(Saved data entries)
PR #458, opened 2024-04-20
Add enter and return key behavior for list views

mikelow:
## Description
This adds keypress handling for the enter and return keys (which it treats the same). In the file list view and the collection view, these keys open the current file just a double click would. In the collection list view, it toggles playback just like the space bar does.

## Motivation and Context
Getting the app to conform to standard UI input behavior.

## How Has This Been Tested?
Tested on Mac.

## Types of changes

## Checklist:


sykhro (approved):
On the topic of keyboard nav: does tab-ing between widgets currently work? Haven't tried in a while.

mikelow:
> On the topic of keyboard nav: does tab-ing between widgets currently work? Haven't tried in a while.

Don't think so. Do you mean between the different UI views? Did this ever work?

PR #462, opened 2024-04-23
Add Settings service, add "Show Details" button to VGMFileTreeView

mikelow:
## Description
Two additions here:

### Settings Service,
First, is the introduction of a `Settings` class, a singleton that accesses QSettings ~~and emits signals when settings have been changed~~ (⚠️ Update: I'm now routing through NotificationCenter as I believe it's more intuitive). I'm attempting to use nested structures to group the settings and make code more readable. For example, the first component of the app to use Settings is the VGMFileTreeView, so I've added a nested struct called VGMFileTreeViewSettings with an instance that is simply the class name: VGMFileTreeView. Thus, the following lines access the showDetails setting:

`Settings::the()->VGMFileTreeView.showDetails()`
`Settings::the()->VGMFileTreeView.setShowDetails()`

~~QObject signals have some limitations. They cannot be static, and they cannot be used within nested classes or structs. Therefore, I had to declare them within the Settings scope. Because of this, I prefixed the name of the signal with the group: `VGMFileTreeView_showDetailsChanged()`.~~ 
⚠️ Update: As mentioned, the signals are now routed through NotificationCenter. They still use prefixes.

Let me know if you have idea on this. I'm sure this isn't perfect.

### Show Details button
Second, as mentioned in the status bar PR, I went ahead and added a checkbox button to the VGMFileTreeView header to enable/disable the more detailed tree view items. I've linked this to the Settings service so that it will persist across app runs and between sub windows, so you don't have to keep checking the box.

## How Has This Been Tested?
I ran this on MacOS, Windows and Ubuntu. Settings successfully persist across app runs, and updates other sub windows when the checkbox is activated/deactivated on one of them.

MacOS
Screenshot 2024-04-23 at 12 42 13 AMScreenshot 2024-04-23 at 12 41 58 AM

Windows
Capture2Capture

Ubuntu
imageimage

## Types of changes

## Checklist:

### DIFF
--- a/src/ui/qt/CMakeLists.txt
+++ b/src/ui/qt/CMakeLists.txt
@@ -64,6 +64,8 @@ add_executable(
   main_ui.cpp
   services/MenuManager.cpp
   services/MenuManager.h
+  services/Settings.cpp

* Try it
Please report every line of the records above that contains the word "across".

* Result for this exercise
Second, as mentioned in the status bar PR, I went ahead and added a checkbox button to the VGMFileTreeView header to enable/disable the more detailed tree view items. I've linked this to the Settings service so that it will persist across app runs and between sub windows, so you don't have to keep checking the box.
I ran this on MacOS, Windows and Ubuntu. Settings successfully persist across app runs, and updates other sub windows when the checkbox is activated/deactivated on one of them.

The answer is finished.